Issue #98028, opened 2026-08-29
Deliberate client absence (app closed / PC asleep) kills the in-flight turn: 20s ws_orphan_reap grace ends overnight remote work


Navlem:
## Summary

On a remote (VPS) gateway, **deliberately leaving the client — closing Hermes Desktop or sleeping the PC — now kills the in-flight turn** with a bare `Operation interrupted.` This is a behavior change, not a transport bug: before #14b50f5edd a mid-turn session survived client absence indefinitely, which made "start a long task, close the laptop, read it in the morning" a working pattern. It no longer is, and the 20 s default grace means there is no window in which an overnight absence can survive.

This is the *intentional-absence* case. It is distinct from the existing reports, which are all about **unwanted** disconnects on a client that is still present:

- #94196 / #69940 — WS drops every few minutes while the user is actively using the app (fix = stop dropping).
- #95327 (closed) — Windows backend respawn kills the turn; asks for a better placeholder + fewer respawns.
- #84207 — the placeholder gives no feedback (UX of the message).
- #85016 — same *shape* as this, but scoped to `api_server` SSE, not the desktop WS gateway.

Fixing every one of those still leaves this broken: a user who *intends* to disconnect for hours loses the work anyway.

## Environment

- Hermes Agent v0.20.6 (2026.8.27), git install, upstream `3f36c87e`
- Linux VPS (6.8.0-137-generic), Python 3.11.15, profile `default`
- Desktop app on a separate machine → `hermes dashboard --host 0.0.0.0` on the VPS
- `dashboard.ws_orphan_reap_grace_s`: default `20.0`; `ws_ping_interval` / `ws_ping_timeout`: `20.0` / `20.0`

## Root cause

`14b50f5edd` ("fix(tui-gateway): interrupt turns after websocket disconnect", 2026-08-19, first released in `v2026.8.27`) inverted the mid-turn guard in the orphan reaper.

Before, `_ws_session_is_orphaned` refused to reap a running session:

```python
if session.get("running"):
    return False          # mid-turn → never reaped, parked until the client returns
return session.get("transport") is _detached_ws_transport
```

After, `_schedule_ws_orphan_reap._reap` interrupts it instead (`tui_gateway/server.py` ~1421):

```python
elif current.get("running"):
    ...
    if not current.get("_client_gone_interrupt_requested"):
        current["_client_gone_interrupt_requested"] = True
        interrupt_session = current          # → _interrupt_session_turn(...)
```

[...]

PR #98106, opened 2026-08-29
fix(gateway): fence orphan timers and reconnect interrupt races

BearHuddleston:
## Summary

Re-scoped on current `main` (`1e69c12b64dba4090eddffeae27f5a147068d34b`) after #100504 merged the activity-based fix for healthy detached turns. This PR now contains only the remaining orphan-timer and reconnect/interrupt race fixes.

- Fence dispatched callbacks and their continuations by timer identity, so an obsolete detachment cannot remove or replace a newer detachment's timer.
- Register the first orphan timer while holding the detachment claim, closing the disconnect/reconnect/redetach scheduling window.
- Serialize lazy/unpersisted resume, activation, and prompt transport rebind with the orphan interrupt claim; reject a settling interrupt with the existing `4009` response and revalidate live-session identity.
- Avoid recursive acquisition of the non-reentrant resume lock in the eager-resume double-check.
- Cancel a concurrent cold-resume winner's timer only after guarded reuse accepts reattachment; a rejected reconnect must not strand interrupt-settlement polling.

## Policy and scope

The previous revision's fixed 12-hour running-turn allowance and `ws_orphan_running_grace_s` setting are **removed**. This revision does not change configuration or documentation defaults. It preserves #100504's policy: fresh activity protects detached running turns, stale/missing activity is eligible for interruption, and `ws_orphan_activity_stale_s: 0` retains interrupt-at-grace behavior. Existing delegation protection, bounded interrupt settlement/force-reap, explicit Stop, and sidecar `close_on_disconnect` behavior remain intact.

Follow-up to #100504; related to #98028. No merging or unrelated PR changes.

## Verification

All Python test runs used the canonical `scripts/run_tests.sh` runner with the development interpreter, clean environment, temporary Hermes home, and per-file subprocess isolation.

- New deterministic regression file: **19 passed** on this head. Applied to unchanged upstream: **15 failed, 4 passed**, reproducing the stale callback/continuation/initial-registration races and reconnect/eager-resume failures. Tests were written and observed failing before their fixes.
- Independent review identified a concurrent cold-resume cancellation regression. Added the `cold_resume_claim` regression and observed it fail, fixed the cancellation point, then repeated the independent review: **passed**, no security concerns or logic errors.
- Focused orphan/reconnect/claim coverage: **45 passed, 0 failed**.
- Broad affected suite below: **1,702 passed, 1 failed** across 115 files. The sole failure, `tests/test_tui_gateway_server.py::test_model_options_preserves_canonical_custom_row_after_agent_init`, also fails in a separate unchanged-upstream worktree (**1,683 passed, 1 failed**, 114 files). No new broad-suite failures. This is not a claim that the full repository suite passed.
- Ruff on all six changed files, Python bytecode compilation, `scripts/check_compat_pointers.py`, and `git diff --check`: **passed**.

```bash
scripts/run_tests.sh tests/tui_gateway/test_ws_orphan_races.py -q
scripts/run_tests.sh tests/tui_gateway/test_ws_orphan_races.py tests/test_tui_gateway_server.py \
  -k 'orphan or reconnect_cannot or claim_or_reuse_live' -q
scripts/run_tests.sh tests/tui_gateway/ tests/test_tui_gateway_server.py \
  tests/test_tui_gateway_server_crash_history.py tests/test_tui_gateway_ws.py \
  tests/test_tui_gateway_event_replay.py tests/test_tui_gateway_loop_noise.py \
  tests/test_tui_gateway_queue_on_busy.py tests/test_ws_keepalive_config.py \
  tests/test_pty_keepalive_ws.py -j 8 -q
```

Local verification is reported above; GitHub CI status is tracked by the checks on this PR.

### DIFF
--- a/tests/test_tui_gateway_server.py
+++ b/tests/test_tui_gateway_server.py
@@ -5439,7 +5439,7 @@ def test_resume_rebind_cancels_pending_ws_orphan_reap(monkeypatch):
 
 
 def test_claim_or_reuse_live_winner_cancels_pending_reap(monkeypatch):
-    """A resume that reuses the live winner cancels the winner's pending reap."""
+    """The winner's pending reap is cancelled only once guarded reuse is accepted."""
     cancelled = []
 
     class _Timer:
@@ -5472,6 +5472,17 @@ def test_claim_or_reuse_live_winner_cancels_pending_reap(monkeypatch):
         )
 
         assert live == ("winner-sid", winner)
+        assert "winner-sid" in server._pending_ws_reaps
+        assert cancelled == []
+        assert winner["transport"] is server._detached_ws_transport
+
+        transport = object()
+        monkeypatch.setattr(server, "current_transport", lambda: transport)
+        ctx = server._Resume(1, {"omit_messages": True}, "stored-claim")
+        response = server._resume_reuse_live(ctx, *live)
+
+        assert response["result"]["session_id"] == "winner-sid"
+        assert winner["transport"] is transport
         assert "winner-sid" not in server._pending_ws_reaps
         assert len(cancelled) == 1
     finally:
--- a/tests/tui_gateway/test_ws_orphan_races.py
+++ b/tests/tui_gateway/test_ws_orphan_races.py
@@ -1,0 +1,159 @@
+"""Orphan callbacks own only their detachment, never a later reconnect."""
+
+from contextlib import nullcontext
+import threading
+from types import SimpleNamespace
+from unittest.mock import Mock
+
+import pytest
+
+from tui_gateway import server
+
+
+@pytest.mark.parametrize("phase", ["before_callback", "before_continuation", "before_initial_timer", "cold_resume_claim"])
+def test_obsolete_orphan_cannot_replace_new_detachment(monkeypatch, phase):
+    timers = []
+
+    class Timer:
+        def __init__(self, delay, callback):
+            self.callback = callback
+            timers.append(self)
+
+        def start(self):
+            pass
+
+        def cancel(self):
+            pass  # A dispatched callback can still execute after cancel().
+
+    sid = "generation-race"
+    session = dict(transport=server._detached_ws_transport, running=True,
+                   agent=SimpleNamespace(get_activity_summary=lambda: {"seconds_since_activity": 0}))
+    monkeypatch.setattr(server, "_sessions", {sid: session})
+    monkeypatch.setattr(server, "_pending_ws_reaps", {})
+    monkeypatch.setattr(server.threading, "Timer", Timer)
+    monkeypatch.setattr(server, "_WS_ORPHAN_REAP_GRACE_S", 20)
+    monkeypatch.setattr(server, "_WS_ORPHAN_ACTIVITY_STALE_S", 600)
+    monkeypatch.setattr(server, "_session_has_active_delegations", lambda *a: False)
+    if phase == "before_initial_timer":
+        transport = object()
+        session["transport"] = transport
+        newest = None
+
+        class DisconnectLock:
+            def __enter__(self):
+                pass
+
+            def __exit__(self, *args):
+                # A new client reconnects and drops as the old disconnect
+                # releases its claim, before any out-of-lock scheduling.
+                nonlocal newest
+                server._cancel_ws_orphan_reap(sid)
+                server._schedule_ws_orphan_reap(sid)
+                newest = timers[-1]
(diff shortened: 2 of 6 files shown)


Enough1122:

**Overall:** Preserves detached browser/Desktop turns through disconnects while adding a bounded 12h safety net for wedged turns. Correctly hardens the WS-orphan reaper against stale-timer races. Largest diff in this chunk (38KB) but well-tested.

**What it does**
- `hermes_cli/config_defaults.py` adds `dashboard.ws_orphan_running_grace_s` (43200s default) and separates idle reap (`ws_orphan_reap_grace_s: 20s`) from running-turn grace. `0` disables both (`_resolve_ws_orphan_running_grace` returns 0).
- `tui_gateway/server.py` rewrites `_schedule_ws_orphan_reap` to snapshot `ws_orphan_running_grace_s` per-detachment, store `_client_gone_running_deadline` (monotonic, `None` when unlimited) and `_client_gone_reap_token` (opaque `object()` identity). `_reap` now: drains only its own generation (`_pending_ws_reaps.get(sid) is not timer` + token check), defers running turns until deadline (`min(reap_grace, remaining)`), then runs the existing bounded interrupt-then-poll chain. Timers co-exist via identity checks, not `cancel()` alone (which cannot stop an already-dispatched callback).
- `_cancel_ws_orphan_reap` clears both deadline and token; `_close_sessions_for_transport` and `_live_session_payload` cancellation paths also clear them.
- `_close_sessions_for_transport` no longer immediately interrupts a running detached turn — it schedules the reap and lets the turn finish within its deadline.
- `tui_gateway/methods_session.py:session.activate` now holds `_session_resume_lock` while checking `_client_gone_interrupt_requested` and returns `4009 "session disconnect interrupt settling"` if the reaper has already claimed the interrupt — prevents rebinding a transport mid-settlement.
- Docs/example config updated to reflect idle vs running semantics.

**Non-blocking notes**
- Running-grace timer delay is `min(_WS_ORPHAN_REAP_GRACE_S, remaining)` on each poll — ensures the bound is a real maximum, not just noticed at the next idle tick. Good.
- `with _sessions_lock:` around deadline computation then re-check under lock avoids TOCTOU for racing reconnect/re-detach. Stale-continuation test (`test_ws_orphan_reap_stale_continuation_cannot_replace_new_deadline`) covers interleaved reconnect correctly.
- `_resolve_ws_orphan_running_grace` reads `load_config()` on each detachment outside locks — keeps lifecycle locks uncontended; second deadline check after load avoids re-attaching stale state if a reconnect raced the load.
- Complexity is high (token + deadline + poll chain). The five new `test_ws_orphan*` tests (stale callback, removed-before-reap, bounded interrupt) materially reduce regression risk — keep them.

No blocking issues; monitor in production for orphaned `running` sessions that outlive the 12h bound and for `4009` error rate.

AlejandroAkbal:
Thank you for working on this. The current disconnect behavior is one of the biggest practical limitations for me: I regularly connect from an iPhone to an always-on remote Hermes backend, and an ordinary network or app transition shouldn't stop a long-running turn. Keeping the work alive and letting clients reconnect to the same state would make Hermes dramatically more useful day to day. This looks like a strong step in that direction, and I'd really love to see it land.

kshitijk4poor:
Thanks @BearHuddleston — this landed via #104137, which cherry-picks your commit as-is (authorship preserved; `1ac9019` on that branch) onto current `main` and adds four small follow-ups on top:

- the identical 4007/4009 guard you added at four sites → one `_reattach_refusal` helper in `session_lifecycle.py`
- `session.activate` now builds its payload *after* releasing `_session_resume_lock` (the Ink TUI calls activate without `omit_messages`, so the DB history read was happening under the process-wide lock); the rebind itself stays under the lock as you had it
- the lazy/unpersisted resume path and `_live_session_payload` share one `_rebind_live_transport`
- that helper lives in `session_lifecycle.py` next to the reap machinery rather than in the `server.py` facade

Your race analysis and tests are unchanged — all 19 cases are in the salvage and 16 of them still go red against `main`'s source. Auto-merge is armed on #104137; closing this one in its favour.

@Enough1122 — the 12h `ws_orphan_running_grace_s` your review discusses was already dropped from this PR's later revision (superseded by #100504's activity-based policy); nothing in the salvage changes config or defaults.
@AlejandroAkbal — the "keep the turn alive while the phone reconnects" behaviour is #100504 (already on `main`); this PR closes the reconnect races around it.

_HOW TO COMPLETE THIS TASK_:
Please filter the data down to the lines containing the word "token".

_EXPECTED ANSWER_:
- `tui_gateway/server.py` rewrites `_schedule_ws_orphan_reap` to snapshot `ws_orphan_running_grace_s` per-detachment, store `_client_gone_running_deadline` (monotonic, `None` when unlimited) and `_client_gone_reap_token` (opaque `object()` identity). `_reap` now: drains only its own generation (`_pending_ws_reaps.get(sid) is not timer` + token check), defers running turns until deadline (`min(reap_grace, remaining)`), then runs the existing bounded interrupt-then-poll chain. Timers co-exist via identity checks, not `cancel()` alone (which cannot stop an already-dispatched callback).
- `_cancel_ws_orphan_reap` clears both deadline and token; `_close_sessions_for_transport` and `_live_session_payload` cancellation paths also clear them.
- Complexity is high (token + deadline + poll chain). The five new `test_ws_orphan*` tests (stale callback, removed-before-reap, bounded interrupt) materially reduce regression risk — keep them.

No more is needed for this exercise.